Терава была несколько могущественнее ее в Силе, а таких женщин не так уж много, но не это заставило Галину затрепетать. Взгляд холодных, глубоких голубых глаз погрузился в ее собственные и сковал ее крепче, чем грубая хватка; этот взгляд, казалось, раздевал душу Галины догола с такой же легкостью, с какой рука Хранительницы Мудрости удерживала ее голову. Она ни разу ни о чем не попросила никого из них. Ни когда ей приходилось идти весь день без капли воды, ни когда они бежали часами и заставляли ее не отставать от них, ни даже когда их розги исторгали из ее груди стоны. Но безжалостное, жесткое лицо Теравы, бесстрастно смотревшей сверху вниз, вызывало у Галины желание не просто просить – умолять. Иногда она даже просыпалась по ночам, растянутая между четырьмя колами, к которым ее привязывали, просыпалась и начинала жалко подвывать – ей снилось, будто вся ее дальнейшая жизнь проходит под властью Теравы.

– Она на пределе, – сказала Хранительница Мудрости, ее голос был тверже камня. – Воды ей и ведите ее дальше.

Отвернувшись, она поправила шаль, тут же забыв о Галине Касбан.
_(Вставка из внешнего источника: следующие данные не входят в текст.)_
PR #1027, opened 2026-06-05
fix(query): keep filtered cursor pagination on stable index

### LINKED ISSUE #1005: Order-aware index selection for filtered cursor pagination (mirrors Go #2680)
## Summary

До тех пор, пока снова не возникнет необходимость вспомнить о ней; Галина Касбан значила не больше какой-нибудь бездомной собаки.

Галина больше не пыталась подняться; она уже знала, что имела в виду Терава, когда приказала: «Воды ей». Таков был единственный способ, которым ей позволяли пить. Жажда сводила ее с ума, и она не сопротивлялась, когда мощная Дева взяла ее за волосы, как прежде Терава, и отклонила голову назад. Она просто во всю ширь открыла рот. Вторая Дева, с грубо зарубцевавшимся шрамом поперек носа и щеки, наклонила мех с водой и начала медленно вливать струйку в жаждущий рот Галины. Вода была теплая и безвкусная – восхитительная. Она судорожно, с трудом глотала, держа рот широко раскрытым. Почти так же, как напиться, ей хотелось подставить под струйку лицо, чтобы вода бежала по щекам и лбу. Вместо этого она старалась держать голову как можно устойчивее, чтобы ни капли не попало мимо рта. За это тоже полагалась порка; однажды ее отхлестали рядом с ручьем в шесть шагов шириной за то, что один глоток воды пролился по подбородку.

Когда мех убрали, та же Дева заставила Галину подняться, потянув за связанные локти. Галина застонала. Хранительницы Мудрости подобрали юбки руками, так что показались ноги над мягкими сапожками до колен. Не может быть, чтобы они собирались бежать. Нет, не после такого долгого перехода. Не по горам.